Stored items
==============================

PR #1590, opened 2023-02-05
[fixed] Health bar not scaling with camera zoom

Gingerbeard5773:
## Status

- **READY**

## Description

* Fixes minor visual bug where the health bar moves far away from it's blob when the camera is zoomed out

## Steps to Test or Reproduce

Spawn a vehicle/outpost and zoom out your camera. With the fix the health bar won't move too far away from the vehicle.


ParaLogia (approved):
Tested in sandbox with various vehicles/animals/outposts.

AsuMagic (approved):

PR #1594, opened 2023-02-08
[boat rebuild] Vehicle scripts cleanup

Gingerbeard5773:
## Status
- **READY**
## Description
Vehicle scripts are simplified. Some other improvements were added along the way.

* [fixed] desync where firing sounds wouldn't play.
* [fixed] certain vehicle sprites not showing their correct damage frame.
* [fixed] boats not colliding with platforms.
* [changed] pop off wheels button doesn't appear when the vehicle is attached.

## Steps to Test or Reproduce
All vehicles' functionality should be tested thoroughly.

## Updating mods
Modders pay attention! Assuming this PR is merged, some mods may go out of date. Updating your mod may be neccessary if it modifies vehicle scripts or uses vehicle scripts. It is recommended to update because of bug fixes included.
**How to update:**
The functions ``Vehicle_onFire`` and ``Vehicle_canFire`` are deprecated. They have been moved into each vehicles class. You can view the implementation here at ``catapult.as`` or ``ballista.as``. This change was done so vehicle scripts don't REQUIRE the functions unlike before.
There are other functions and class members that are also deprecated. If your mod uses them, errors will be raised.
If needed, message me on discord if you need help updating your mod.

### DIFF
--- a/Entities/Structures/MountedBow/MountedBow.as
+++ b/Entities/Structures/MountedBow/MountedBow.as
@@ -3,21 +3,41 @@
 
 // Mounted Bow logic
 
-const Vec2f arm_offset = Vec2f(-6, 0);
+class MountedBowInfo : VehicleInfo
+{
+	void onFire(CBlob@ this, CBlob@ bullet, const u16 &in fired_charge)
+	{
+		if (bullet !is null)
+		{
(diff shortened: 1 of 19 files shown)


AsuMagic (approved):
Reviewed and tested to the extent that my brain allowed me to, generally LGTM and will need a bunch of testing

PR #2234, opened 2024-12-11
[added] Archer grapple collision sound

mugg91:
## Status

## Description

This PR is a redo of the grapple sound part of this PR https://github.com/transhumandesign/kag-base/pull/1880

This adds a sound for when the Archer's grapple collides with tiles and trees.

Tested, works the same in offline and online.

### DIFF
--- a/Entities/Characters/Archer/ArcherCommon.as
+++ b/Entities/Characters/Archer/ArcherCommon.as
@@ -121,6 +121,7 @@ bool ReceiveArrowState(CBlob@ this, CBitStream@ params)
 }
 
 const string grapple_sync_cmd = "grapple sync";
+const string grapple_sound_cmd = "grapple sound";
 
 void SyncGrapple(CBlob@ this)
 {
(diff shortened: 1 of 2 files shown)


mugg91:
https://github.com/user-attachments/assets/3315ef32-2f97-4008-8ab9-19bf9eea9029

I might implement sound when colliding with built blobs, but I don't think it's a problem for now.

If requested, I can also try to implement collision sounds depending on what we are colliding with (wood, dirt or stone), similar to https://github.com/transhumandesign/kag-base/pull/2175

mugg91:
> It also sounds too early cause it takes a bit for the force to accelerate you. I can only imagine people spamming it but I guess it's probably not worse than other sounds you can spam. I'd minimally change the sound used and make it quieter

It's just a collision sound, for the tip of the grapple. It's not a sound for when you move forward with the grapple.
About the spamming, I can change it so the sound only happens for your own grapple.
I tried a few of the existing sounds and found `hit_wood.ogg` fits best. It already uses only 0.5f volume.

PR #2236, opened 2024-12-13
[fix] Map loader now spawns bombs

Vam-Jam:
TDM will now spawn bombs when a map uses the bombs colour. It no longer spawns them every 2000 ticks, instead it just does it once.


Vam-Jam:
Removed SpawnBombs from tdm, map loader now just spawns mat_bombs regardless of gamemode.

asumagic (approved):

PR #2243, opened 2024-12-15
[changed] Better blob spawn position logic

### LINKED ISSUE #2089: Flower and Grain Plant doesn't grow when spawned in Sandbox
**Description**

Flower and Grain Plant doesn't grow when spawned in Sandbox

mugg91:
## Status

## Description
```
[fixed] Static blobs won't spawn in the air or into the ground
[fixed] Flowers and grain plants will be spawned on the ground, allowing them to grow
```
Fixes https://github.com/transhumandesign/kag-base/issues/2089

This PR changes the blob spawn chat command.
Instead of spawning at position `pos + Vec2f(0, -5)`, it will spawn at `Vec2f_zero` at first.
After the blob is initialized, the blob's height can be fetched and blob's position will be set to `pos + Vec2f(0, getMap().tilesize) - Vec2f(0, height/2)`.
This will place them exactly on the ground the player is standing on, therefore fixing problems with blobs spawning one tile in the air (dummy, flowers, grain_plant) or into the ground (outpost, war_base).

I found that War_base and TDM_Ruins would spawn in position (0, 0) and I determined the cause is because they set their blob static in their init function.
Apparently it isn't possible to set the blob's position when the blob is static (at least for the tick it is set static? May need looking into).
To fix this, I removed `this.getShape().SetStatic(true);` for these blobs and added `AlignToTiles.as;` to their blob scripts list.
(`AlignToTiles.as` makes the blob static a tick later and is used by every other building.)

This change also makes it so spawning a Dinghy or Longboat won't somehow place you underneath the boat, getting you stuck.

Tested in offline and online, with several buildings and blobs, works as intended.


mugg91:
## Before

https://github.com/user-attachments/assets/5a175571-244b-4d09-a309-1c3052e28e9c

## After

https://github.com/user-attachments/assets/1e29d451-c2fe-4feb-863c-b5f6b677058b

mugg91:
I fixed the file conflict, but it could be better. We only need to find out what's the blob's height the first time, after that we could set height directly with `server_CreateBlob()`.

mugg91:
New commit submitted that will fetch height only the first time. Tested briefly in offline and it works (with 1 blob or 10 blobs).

==============================

Task
Set down the data in full, word for word.

Task answer
PR #1590, opened 2023-02-05
[fixed] Health bar not scaling with camera zoom

Gingerbeard5773:
## Status

- **READY**

## Description

* Fixes minor visual bug where the health bar moves far away from it's blob when the camera is zoomed out

## Steps to Test or Reproduce

Spawn a vehicle/outpost and zoom out your camera. With the fix the health bar won't move too far away from the vehicle.


ParaLogia (approved):
Tested in sandbox with various vehicles/animals/outposts.

AsuMagic (approved):

PR #1594, opened 2023-02-08
[boat rebuild] Vehicle scripts cleanup

Gingerbeard5773:
## Status
- **READY**
## Description
Vehicle scripts are simplified. Some other improvements were added along the way.

* [fixed] desync where firing sounds wouldn't play.
* [fixed] certain vehicle sprites not showing their correct damage frame.
* [fixed] boats not colliding with platforms.
* [changed] pop off wheels button doesn't appear when the vehicle is attached.

## Steps to Test or Reproduce
All vehicles' functionality should be tested thoroughly.

## Updating mods
Modders pay attention! Assuming this PR is merged, some mods may go out of date. Updating your mod may be neccessary if it modifies vehicle scripts or uses vehicle scripts. It is recommended to update because of bug fixes included.
**How to update:**
The functions ``Vehicle_onFire`` and ``Vehicle_canFire`` are deprecated. They have been moved into each vehicles class. You can view the implementation here at ``catapult.as`` or ``ballista.as``. This change was done so vehicle scripts don't REQUIRE the functions unlike before.
There are other functions and class members that are also deprecated. If your mod uses them, errors will be raised.
If needed, message me on discord if you need help updating your mod.

### DIFF
--- a/Entities/Structures/MountedBow/MountedBow.as
+++ b/Entities/Structures/MountedBow/MountedBow.as
@@ -3,21 +3,41 @@
 
 // Mounted Bow logic
 
-const Vec2f arm_offset = Vec2f(-6, 0);
+class MountedBowInfo : VehicleInfo
+{
+	void onFire(CBlob@ this, CBlob@ bullet, const u16 &in fired_charge)
+	{
+		if (bullet !is null)
+		{
(diff shortened: 1 of 19 files shown)


AsuMagic (approved):
Reviewed and tested to the extent that my brain allowed me to, generally LGTM and will need a bunch of testing

PR #2234, opened 2024-12-11
[added] Archer grapple collision sound

mugg91:
## Status

## Description

This PR is a redo of the grapple sound part of this PR https://github.com/transhumandesign/kag-base/pull/1880

This adds a sound for when the Archer's grapple collides with tiles and trees.

Tested, works the same in offline and online.

### DIFF
--- a/Entities/Characters/Archer/ArcherCommon.as
+++ b/Entities/Characters/Archer/ArcherCommon.as
@@ -121,6 +121,7 @@ bool ReceiveArrowState(CBlob@ this, CBitStream@ params)
 }
 
 const string grapple_sync_cmd = "grapple sync";
+const string grapple_sound_cmd = "grapple sound";
 
 void SyncGrapple(CBlob@ this)
 {
(diff shortened: 1 of 2 files shown)


mugg91:
https://github.com/user-attachments/assets/3315ef32-2f97-4008-8ab9-19bf9eea9029

I might implement sound when colliding with built blobs, but I don't think it's a problem for now.

If requested, I can also try to implement collision sounds depending on what we are colliding with (wood, dirt or stone), similar to https://github.com/transhumandesign/kag-base/pull/2175

mugg91:
> It also sounds too early cause it takes a bit for the force to accelerate you. I can only imagine people spamming it but I guess it's probably not worse than other sounds you can spam. I'd minimally change the sound used and make it quieter

It's just a collision sound, for the tip of the grapple. It's not a sound for when you move forward with the grapple.
About the spamming, I can change it so the sound only happens for your own grapple.
I tried a few of the existing sounds and found `hit_wood.ogg` fits best. It already uses only 0.5f volume.

PR #2236, opened 2024-12-13
[fix] Map loader now spawns bombs

Vam-Jam:
TDM will now spawn bombs when a map uses the bombs colour. It no longer spawns them every 2000 ticks, instead it just does it once.


Vam-Jam:
Removed SpawnBombs from tdm, map loader now just spawns mat_bombs regardless of gamemode.

asumagic (approved):

PR #2243, opened 2024-12-15
[changed] Better blob spawn position logic

### LINKED ISSUE #2089: Flower and Grain Plant doesn't grow when spawned in Sandbox
**Description**

Flower and Grain Plant doesn't grow when spawned in Sandbox

mugg91:
## Status

## Description
```
[fixed] Static blobs won't spawn in the air or into the ground
[fixed] Flowers and grain plants will be spawned on the ground, allowing them to grow
```
Fixes https://github.com/transhumandesign/kag-base/issues/2089

This PR changes the blob spawn chat command.
Instead of spawning at position `pos + Vec2f(0, -5)`, it will spawn at `Vec2f_zero` at first.
After the blob is initialized, the blob's height can be fetched and blob's position will be set to `pos + Vec2f(0, getMap().tilesize) - Vec2f(0, height/2)`.
This will place them exactly on the ground the player is standing on, therefore fixing problems with blobs spawning one tile in the air (dummy, flowers, grain_plant) or into the ground (outpost, war_base).

I found that War_base and TDM_Ruins would spawn in position (0, 0) and I determined the cause is because they set their blob static in their init function.
Apparently it isn't possible to set the blob's position when the blob is static (at least for the tick it is set static? May need looking into).
To fix this, I removed `this.getShape().SetStatic(true);` for these blobs and added `AlignToTiles.as;` to their blob scripts list.
(`AlignToTiles.as` makes the blob static a tick later and is used by every other building.)

This change also makes it so spawning a Dinghy or Longboat won't somehow place you underneath the boat, getting you stuck.

Tested in offline and online, with several buildings and blobs, works as intended.


mugg91:
## Before

https://github.com/user-attachments/assets/5a175571-244b-4d09-a309-1c3052e28e9c

## After

https://github.com/user-attachments/assets/1e29d451-c2fe-4feb-863c-b5f6b677058b

mugg91:
I fixed the file conflict, but it could be better. We only need to find out what's the blob's height the first time, after that we could set height directly with `server_CreateBlob()`.

mugg91:
New commit submitted that will fetch height only the first time. Tested briefly in offline and it works (with 1 blob or 10 blobs).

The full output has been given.